Дура поверила. Она смотрела на меня восхищенно, во все глаза, как смотрят дети на неожиданно приехавших из дальнего села родственников, привезших много подарков и еще больше сутолоки и возни, перемешавших все в доме.
— Давай, причесывай… — разрешила я, и выдвинула один из ящичков моего бюро, в котором лежали маленькое зеркало на ручке, расческа и два гребня. А также там стояла небольшая плетенная из лыка корзинка с папильотками и маленькими заколками, подаренными мне в давние годы одним из парижских моих воздыхателей.
— Ой, какие чудесненькие! — воскликнула служанка — и тут же забыла о моем непонятном омоложении, обо всем на свете. Она осторожно коснулась маленького бриллиантика, вкрапленного в заколку, и радостно взвизгнула. — Ой!

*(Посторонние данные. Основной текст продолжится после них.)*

PR #134, opened 2026-07-12
fix(ui): track concurrent revoke rows with a Set (#129)

### LINKED ISSUE #129: fix(ui): rapid multi-row revoke clicks can re-enable a still-in-flight row
## Problem

PR #118 (closing #88) fixed the shared-mutation issue where every row's Revoke button disabled together, by tracking a single `revokingId` state (`apps/ui/app/settings/org/[login]/members/page.tsx`), set in `onMutate` and cleared in `onSettled`. Because `revokingId` only ever holds one id at a time, it can't represent more than one in-flight revoke.

## Failure scenario

An admin clicks Revoke on invitation A. Before A's request settles, they click Revoke on invitation B. `onMutate` overwrites `revokingId` from A's id to B's id, which re-enables row A's button even though A's DELETE request is still in flight. If the admin clicks A again in that window, a second concurrent revoke request fires for the same invitation id.

## Suggested fix

Track pending state as a `Set<number>` (or equivalent) of in-flight ids instead of a single id, adding on `onMutate` and removing on `onSettled` for that specific id, so multiple concurrent revokes are each tracked independently.

## Severity

Low — UX/double-submit edge case only; the revoke endpoint is presumably idempotent so a duplicate request likely no-ops, but the button state briefly lies about a row's in-flight status.

Tarekchehahde:
## Summary
- Replace single `revokingId` state with a `Set<number>` so each invitation row tracks its own in-flight revoke independently
- Extract small `revoke-pending` helpers and add a unit test for the concurrent-revoke scenario described in the issue

Fixes #129

## Test plan
- [x] `bun run test tests/lib/revoke-pending.test.ts` (pass)
- [x] `bun run typecheck` (pass)
- [ ] Manual: org Members page — revoke two pending invites quickly; both buttons stay disabled until each request settles

### DIFF
--- a/apps/ui/app/settings/org/[login]/members/page.tsx
+++ b/apps/ui/app/settings/org/[login]/members/page.tsx
@@ -8,6 +8,7 @@ import { Input } from "@/components/ui/input"
 import { Button } from "@/components/ui/button"
 import { Loader2, Mail, X } from "lucide-react"
 import { api } from "@/lib/api/client"
+import { addRevokingId, isRevoking, removeRevokingId } from "@/lib/revoke-pending"
 import type { InvitationOut } from "@/lib/api/types"
 
 export default function OrgMembersPage() {
@@ -22,7 +23,7 @@ export default function OrgMembersPage() {
     queryFn: () => api.invitations.list(orgLogin),
   })
 
-  const [revokingId, setRevokingId] = useState<number | null>(null)
+  const [revokingIds, setRevokingIds] = useState<Set<number>>(() => new Set())
 
   const invite = useMutation({
     mutationFn: () => api.invitations.create(orgLogin, email.trim()),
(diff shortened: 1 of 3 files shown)


nazarli-shabnam:
@Tarekchehahde Hi again! Mind adding your name mark to commits?

Tarekchehahde:
@nazarli-shabnam Rebuilt branch on latest `main` (was stale). Added Signed-off-by: Tarek Chehahde on commit. Ready for re-review.

nazarli-shabnam (approved):
Verified against #129: revoke state is now a `Set<number>` added in `onMutate` and removed in `onSettled` for that specific invitation id, so concurrent revokes on different rows no longer clobber each other's disabled state. Clean helper module with unit tests covering the independent-tracking case, CI green. Thanks!

nazarli-shabnam (approved):

PR #148, opened 2026-07-12
fix(api): verify installation_id against GitHub on sync (#141)

### LINKED ISSUE #141: fix(api): installation-sync endpoints accept client-supplied installation_id with no server-side verification
## Problem

`POST /orgs/{org_login}/installations/sync` and `POST /me/installations/sync` (`apps/api/src/routers/installations.py`) accept a client-supplied `installation_id`/`account_login`/`auth_mode` in the request body and persist them directly via `installation_repo.create`/`upsert` — there is no call to GitHub's Installations API (`GET /orgs/{org}/installation` or `GET /users/{user}/installation`) to confirm the `installation_id` actually exists, belongs to that account, or that the caller has any real relationship to it.

`installation_repo.create` also sets `token_ref = f"tok_{account_login}"` — a symbolic placeholder string, not a real credential reference (per the existing comment on `GitHubInstallation.token_ref` in `core/db.py`).

## Failure scenario

Today this is low-risk in isolation, because nothing downstream reads `token_ref` to mint or use a real token (see the related issue: `get_installation_token()` is never called). But the moment installation-token auth gets wired into an actual feature, this becomes a real integrity gap: any authenticated user/org-admin can register an arbitrary or fabricated `installation_id` for their org/account with zero server-side proof it's real, and the system would treat it as legitimate.

## Suggested fix

Before (or as part of) wiring installation-token auth into real features, add server-side verification in the sync endpoints: call GitHub's installation-lookup API with the App's own credentials and confirm the `installation_id` genuinely belongs to the target org/account before persisting it.

## Severity

Medium — no active exploit today (nothing consumes the unverified data yet), but a real trust boundary is missing, and it's easy to forget to add this check later once installation-token auth actually ships.

Tarekchehahde:
## Summary
Fixes #141.

Verify client-supplied installation_id against GitHub Installations API before persisting sync rows.

## Test plan
- [x] pytest apps/api/tests/test_installation_verify.py (3 passed)

### DIFF
--- a/apps/api/src/routers/installations.py
+++ b/apps/api/src/routers/installations.py
@@ -24,6 +24,7 @@ from src.schemas.installation import (
     SyncInstallationsInput,
     SyncInstallationsResponse,
 )
+from src.services.installation_verify import verify_sync_payload
 
 router = APIRouter()
 
@@ -43,6 +44,7 @@ def sync_org_installation(
     db: Session = Depends(get_db),
 ):
     assert_owner_matches_org(payload.account_login, ctx)
+    verify_sync_payload(payload)
     row = installation_repo.create(
         db,
         account_login=payload.account_login,
@@ -84,6 +86,7 @@ def sync_personal_installation(
             status_code=status.HTTP_403_FORBIDDEN,
             detail="account_login must match your own GitHub account",
         )
+    verify_sync_payload(payload)
     row = installation_repo.create(
         db,
         account_login=payload.account_login,
--- a/apps/api/src/services/installation_verify.py
+++ b/apps/api/src/services/installation_verify.py
@@ -1,0 +1,56 @@
+"""Verify GitHub App installation metadata against client sync payloads."""
+
+from __future__ import annotations
+
+import httpx
+from fastapi import HTTPException, status
+
+from src.core.config import settings
+from src.schemas.installation import SyncInstallationsInput
+from src.services import github_app
+
+
+def fetch_installation(installation_id: int) -> dict:
+    """Load installation metadata from GitHub using an App JWT."""
+    app_jwt = github_app.generate_app_jwt()
+    url = f"{settings.github_api_base}/app/installations/{installation_id}"
+    headers = {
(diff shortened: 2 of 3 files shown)


nazarli-shabnam (changes requested):
The verification logic itself (calling GitHub's `/app/installations/{id}` with the App JWT and checking `account.login`/`account.type` against the payload) is the right approach and matches what #141 asked for, and the new unit tests for `installation_verify.py` look solid.

But this breaks CI — `Python Tests + Compile` is failing:

```
FAILED apps/api/tests/test_installations.py::test_sync_org_installation_admin_ok - assert 503 == 200
FAILED apps/api/tests/test_installations.py::test_sync_personal_installation - assert 503 == 200
FAILED apps/api/tests/test_installations.py::test_sync_org_installation_upserts_existing_row - AssertionError: assert 503 == 200
3 failed, 168 passed
```

Since `auth_mode` defaults to `"app"` (`SyncInstallationsInput.auth_mode: str = "app"`) and CI doesn't have `GITHUB_APP_PRIVATE_KEY`/`GITHUB_APP_ID` configured, `verify_sync_payload` now hits `github_app.GitHubAppNotConfigured` on every existing sync call that doesn't explicitly mock it, turning into a 503. The pre-existing `test_installations.py` suite wasn't updated to account for the new verification step, so these three previously-green tests now fail for real.

That also points at a production-facing gap, not just a test one: per the comment in `config.py`, the GitHub App is "optional until registered" — any deployment that hasn't registered a GitHub App yet (but is still using `auth_mode: "app"` as the schema default) will now get a hard `503` on every installation sync, where before this it worked. Worth deciding explicitly whether that's the intended behavior (installation sync requires the App to be configured now, full stop) or whether unconfigured-App deployments need a distinct code path — either way the existing tests need to reflect the decision.

Can you update `test_installations.py` to mock `verify_sync_payload`/`fetch_installation` where appropriate (or adjust the auth_mode used in those fixtures) so CI is green, and confirm the unconfigured-App behavior is intentional?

И в тот же момент я почувствовала, как живот мой потянуло, а между ног стало влажно. Точно так бывало со мной в первые мгновения месячных недомоганий в те годы, когда я была не так молода, как сейчас, и знала, что явление это означало лишь то, что мне и на этот раз не случилось забеременеть.
« Значит, Анжелики у нас с Луиджо не будет, — поняла я, чувствуя при этом смесь и горя, и радости в душе. — Значит, у нее будет другой отец».

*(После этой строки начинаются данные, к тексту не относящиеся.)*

PR #149, opened 2026-07-12
fix(ui): redirect Collaborators to working members page (#138)

### LINKED ISSUE #138: feat(ui): Collaborators page is a dead stub while a working member-management page exists, unlinked
## Problem

`apps/ui/app/collaborators/page.tsx` renders:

— Синьора! — молящее произнесла служанка. — Можно я примерю?
Держа в руках все ту же булавочку, она не решалась ее приставить к своей пышной рыжей копне на голове и посмотреться с бриллиантиком в зеркало.
Я молча кивнула.
«Я найду Луиджо, — уверенно произнесла при этом про себя. — В Риме ли, по дороге ли в Рим. И убью его. За измену».
ГЛАВА ПЯТАЯ
София узнает о новых тайнах замка Аламанти
Потеря мною двух дней на улаживание дел, случившихся из-за побега Луиджо, дала фору времени ему много больше, чем коновал ожидал. Он ведь не думал, что я не снаряжу сразу за ним погоню, рассчитывал на силу своих ног и на то, что вышел он из замка часов за пять до того времени, когда я обнаружу его исчезновение. Небось, все пятки оббил в беге, задыхался не раз, падая в кусты у обочины на дороге, прислушиваясь с бешено бьющимся в груди сердцем к топоту копыт. И чем дальше уходил от дома, тем легче и спокойней было ему, тем уверенней чувствовал себя Луиджо. А уверенный человек беспечен. О том, что я просчитала это все именно таким образом, он и не подозревал. Мужчина он умный, сильный, приметливый — это правда. И людскую натуру знает хорошо — даже мавра моего переплюнул. А вот того, что связался он с Аламанти, обидел меня, а не какую-нибудь там дворяночку или даже герцогиню Савойскую, ему невдомек. Чем дальше уходил он на юг, чем спокойней было вокруг, тем легче было мне найти его и уничтожить.